Et il y a ceux ceux qui n’ont cure des avertissements, abandonnant aux autres leurs préoccupations. Cette atmosphère tantôt d’anxiété, tantôt de vacances.

Et vous, où étiez-vous dimanche 15 mars, après qu’ils aient fermé tous les commerces non-essentiels de France ? Nous, nous ne sommes pas allés faire une balade de 20 minutes dans un parc éloigné pour prendre l’air, profiter de la nature et du soleil. Il y avait peu de gens dans ce parc, nous avons fait quelques détours pour éviter les enfants, et retenu notre souffle un temps. Juste au cas où…

… et rempli les foyers

La plupart sont là, à la porte des magasins alimentaires. Attendant leur tour pour remplir de bouffe leurs placards qui dégueulent. Cet égoïsme et parfois la culpabilité qui se dégage des regards furtifs. Pas de pénurie. Pas de pénurie. Mais du papiers Q à profusion.

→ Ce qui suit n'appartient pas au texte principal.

PR #289, opened 2020-07-01
Fix cmake compilation errors.

fengdaolong:
1. CMakeLists.txt added to automatically obtain the revised version number from the git repository.
2. Adjusted some header files to fix Windows platform compilation errors.
3. Eliminate some compilation warnings.

### DIFF
--- a/CMakeLists.txt
+++ b/CMakeLists.txt
@@ -3,7 +3,15 @@ cmake_minimum_required(VERSION 2.6)
 include(CheckFunctionExists)
 SET(CMAKE_VERBOSE_MAKEFILE ON)
 
-# N2n information
+# N2n release information
+set(N2N_VERSION "2.7.0")
+set(N2N_OSNAME ${CMAKE_SYSTEM})
+execute_process(
+        COMMAND git --version
+        WORKING_DIRECTORY ${PROJECT_SOURCE_DIR}
+        OUTPUT_VARIABLE GIT_EXIST
+)
+if (GIT_EXIST)
 execute_process(
         COMMAND git rev-list --count HEAD
         WORKING_DIRECTORY ${PROJECT_SOURCE_DIR}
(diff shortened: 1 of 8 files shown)


CMakeLists.txt
```diff
@@ -51,51 +71,67 @@ endif()
 #message(${N2N_OPTION_AES})
 ## DEBUG FOR CMAKE
 
+INCLUDE_DIRECTORIES(.)
+INCLUDE_DIRECTORIES(include)
+if(DEFINED WIN32)
+  INCLUDE_DIRECTORIES(win32)
+  INCLUDE_DIRECTORIES("D:/Program Files/MinGW/opt/include/" "D:/Program Files/MinGW/x86_64-w64-mingw32/include/")
+  LINK_DIRECTORIES("D:/Program Files/MinGW/opt/lib/" "D:/Program Files/MinGW/x86_64-w64-mingw32/lib/")
```
lucaderi: I don't think it's a good idea to hardcode paths

lucaderi (changes requested):
Please remove hardcoded paths

CMakeLists.txt
fengdaolong: For Windows, the path of the header file and the library are uncertain. These two absolute paths need to be changed according to the actual situation at the time of construction. For the time being, there is no other better solution. If they are not coordinated here, can directly comment them.

emanuele-f:
This is not good https://github.com/ntop/n2n/pull/289/commits/f5accc8221f7b296dbdb053192e0225e80cea4dd#diff-af3b638bc2a3e6c650974192a53c7291R8 . git may not be installed or may not be in the search path in windows. 
Also this is not good https://github.com/ntop/n2n/pull/289/commits/f5accc8221f7b296dbdb053192e0225e80cea4dd#diff-af3b638bc2a3e6c650974192a53c7291R39 . You can compile n2n with AES support as explained in https://github.com/ntop/n2n/blob/dev/doc/Windows.md . Basically this PR is breaking the documented windows compilation and making it work only in your environment

fengdaolong:
Unchanged CMakeLists.txt, the binary version number compiled in the linux system also has problems.
Use autogen.sh script and makefile to build, also calls the git command to get the revised.

emanuele-f:
autogen.sh should not be called in windows as it only works under mingw . The version number indeed is a problem, maybe we can check if git is on the search path before running the git command, otherwise fall back to the hard-coded version number

lucaderi:
Thanks

PR #290, opened 2020-07-01
Move android code to hin2n

emanuele-f:


lucaderi:
What about removing all the Android code al all if you moved this port elsewhere?

emanuele-f:
Let's recap the current hin2n structure:

- the hin2n repository contains the android java source and the NDK code needed to glue n2n and the VPNService.
- hin2n requires the original n2n source in order to compile, which is located *outside* hin2n. Currently it points to https://github.com/switch-iot/n2n_ntop/tree/ntop-dev which is a 1:1 fork of this repository (ntop/n2n), so they are interchangeable.

Keeping the android and the n2n code separate (which occurred far before this PR was approved since the hin2n development continued on the hin2n repository) is logic as they are two big projects. The same choice as been taken by syncthing (https://github.com/syncthing/syncthing-android) within the same organization. In essence hin2n is not a fork of n2n, it uses n2n as a dependency.

So if you support hin2n as an official n2n project I think it is good to keep references to the android code in n2n (or to refactor them if possible) as they provide compatibility.

switch-st:
I will  try to remove android code gradually.

#306 
This pull request is remove part of android arp code.

#315 
This pull request is remove android define and log code.

And I'll remove other arp code soon. In this process, additional callbacks may need to be added. Hope your support.

Thank you.

Issue #280, opened 2020-06-29
payload with REGISTER?


Logan007:
While trying to understand the packet exchange which still is confusing to me, I came across the following code in the `sn.c` file around line 660 that seems to handle REGISTER packets from edges in the supernode:

```
        /* Copy the original payload unchanged */
        encode_buf(encbuf, &encx, (udp_buf + idx), (udp_size - idx));
```

In the code, I did not find any other reference to REGISTER datagrams that would carry additional payload. According to my understanding, the socket information is already decoded inside `decode_REGISTER()`. So, I installed an  _alarm bell_ 

`if( (udp_size - idx) ) fprintf (stdout, "!!!\n");`

which did not ring a single time in my admittedly somewhat limited setup. Can we safely delete the above mentioned call to `encode_buf()` and save some CPU cycles? If so, I gladly will bring up a corresponding pull request. If not, I will be deeply embarrassed and will study the code much harder… :wink:

What did I miss?

PR #294, opened 2020-07-02
no payload with REGISTER

Logan007:
This pull request removes a call to `encode_buf()` for payload that once might have been expected with REGISTER but was never observed – neither in assembling REGISTER datagrams nor on-line.

Solves #280.


lucaderi:
Thanks

PR #297, opened 2020-07-03
Change n2n_edge_callbacks payload_size parameter to pointer.

switch-st:
Change n2n_edge_callbacks payload_size parameter to pointer. So the packet payload can be modified.


emanuele-f:
Please note that this only allows the packet size to be reduced.

PR #300, opened 2020-07-04
enabled packet checksum

### LINKED ISSUE #295: observed packet drop for second community with encrypted headers in sn
will investigate

Logan007:
This pull request (re-)enables packet checksum again.

Turns out that there was nothing wrong with the checksum, just with author's network setup :facepalm: 

If you want to test just make sure that _all_ network edges _and_ the supernode get updated to that version with packet checksum feature and not just one…

Fixes #295.


lucaderi:
Thanks

PR #558, opened 2022-10-09
Cyprus motorway shields

1ec5:
Added a shield definition for A roads (motorways) in Cyprus, as well as Akrotiri and Dhekelia, a British Overseas Territory. So far only A roads have been mapped; B roads (main roads) and E roads (secondary roads) don’t have relations yet.

[larnaca](https://americanamap.org/#11/34.9456/33.6107)

[dhekalia](https://americanamap.org/#13/35.00977/33.71338)

### DIFF
--- a/src/js/shield_defs.js
+++ b/src/js/shield_defs.js
@@ -4102,6 +4102,13 @@ export function loadShields() {
   );
 
   // Cyprus
+  shields["CY:motorway"] = hexagonVerticalShield(
+    2,
+    Color.shields.green,
+    Color.shields.yellow,
+    Color.shields.yellow,
+    0
+  );
   shields["CY:B"] =
     shields["CY:E"] =
     shields["CY:F"] =


src/js/shield_defs.js
```diff
@@ -3062,6 +3062,16 @@ export function loadShields(shieldImages) {
     Color.shields.white
   );
 
+  // Cyprus
+  shields["cy:national"] = {
```
claysmalley, line 3069: `national` is an unusual name for what seems to be a network of motorways. `cy:motorway` would be more appropriate, as would `cy:A-road` considering the `A` prefix.

It's unclear whether this tagging was invented by a Cypriot. Is there a Cyprus OSM community that we can contact about this?

1ec5: [According to Wikipedia](https://en.wikipedia.org/wiki/Roads_and_motorways_in_Cyprus), “motorway” fits the A-road network pretty well, but it does sound like B-roads and E-roads could also be part of a national numbering scheme. Maybe this was an attempt to conform to what was perceived as international terminology (not the first time I’ve seen it). The tag was introduced in [changeset 44730739](https://www.openstreetmap.org/changeset/44730739).

The community index doesn’t list any local community for Cyprus, and [the national tagging page](https://wiki.openstreetmap.org/wiki/Cyprus#Highways_in_Cyprus) doesn’t provide any guidance on route relations.

claysmalley:
Don't forget to add a line to `src/shieldtest.js`, since this introduces new shield background icons.

src/js/shield_defs.js
claysmalley: I'm hesitant to solidify a tagging scheme that may complicate tagging guidelines for the remaining route networks in Cyprus. It's unclear how other networks in Cyprus should be tagged if we decide to support `cy:national`.

Cyprus is a small country, and the mapping community may only be a few people. Perhaps we could ask the Greek community for their perspective—certainly some of them would be familiar with Cyprus, and if there are any Cypriot mappers, there's a chance we may find them there.

ZeLonewolf:
How should we proceed on this?  Is it worth proposing a route network scheme for Cyprus and advertise it in the appropriate channels, and implement it if there's no objections?

claysmalley:
> How should we proceed on this? Is it worth proposing a route network scheme for Cyprus and advertise it in the appropriate channels, and implement it if there's no objections?

Sounds like a plan.

@1ec5 By the way, the hexagonal icons can be replaced with the new draw functions here.

ZeLonewolf:
What would be a sane scheme for A, B, and E roads?

mlundblad:
It looks like the networks in Cyprus have maybe been updated since this was last discussed

A1:
https://www.openstreetmap.org/relation/359862#map=11/34.9194/33.2148

Using network=CY:motorway

B3:
https://www.openstreetmap.org/relation/17608887#map=13/34.95129/33.75083
Using network=CY:B

The E roads seems to still be missing.

1ec5:
`network=CY:national` still has 14 occurrences while `network=CY:motorway` has nine. Some `CY:national` were changed to `CY:motorway` [a couple years ago](https://www.openstreetmap.org/changeset/155167580). We can support the less frequent tag, but only with some evidence that the local community accepts it.

#1421 tracks B/E/F roads.

1ec5:
Oh, it looks like `network=CY:national` is only used in Northern Cyprus, with the exception of [A9](https://www.openstreetmap.org/relation/359516), which is in Cyprus.

1ec5:
I’ve rewritten this PR to use the drawing functions and `network=CY:motorway` instead of `network=cy:national` (which is no longer in use when considering case). The rewritten shields are less steep than before. I think I was following the diagrams on Commons, but it turns out the actual shields on guide signs are boxier.

[A1 shields](https://commons.wikimedia.org/wiki/File:Latsia,_Cyprus_-_panoramio.jpg)

[A2, A3, A5 in Cyprus](https://preview.americanamap.org/pr/558/#map=11/34.9456/33.6107)

[A3 in Dhekelia](https://preview.americanamap.org/pr/558/#map=13/35.00432/33.72388)

claysmalley (approved):
Looks good!

PR #559, opened 2022-10-09
Kosovo motorway shields

1ec5:
Added a shield definition for the two completed motorways in Kosovo. Once [R 7.1](https://en.wikipedia.org/wiki/R_7.1_%28Kosovo%29) is completed, we’ll need a wider shield image to accommodate it.

[motorways](https://zelonewolf.github.io/openstreetmap-americana/#9/42.3553/20.9496)


claysmalley (approved):
Looks good to me.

Est-ce que ces ouvriers sur l’échafaudage ont remarqué que ça fait 4 fois que je passe devant eux ? Je suis allée faire les courses, mais pas plus que d’habitude. Seulement dans 4 magasins différents, discrètement, pour remplir notre placard à deux niveaux de 50cm x 50cm x 50cm.

Tu l’imagines, cette sphère avec une couronne, qui continue sa progression dans les corps, sur les surfaces, laissant des traces rouges et gluantes sur son passage ?

C’est un peu l’image que je m’en fais. Loin de moi l’idée de me laisser contaminer par ce stress ambiant. D’ailleurs, je n’ai pas acheté de produit anti-bactérien pour nettoyer les quelques conserves que j’ai acheté. Et je n’ai pas demandé à Diany de se laver les mains, le visage et de se brosser les dents en rentrant du travail. Enfin, juste au cas où…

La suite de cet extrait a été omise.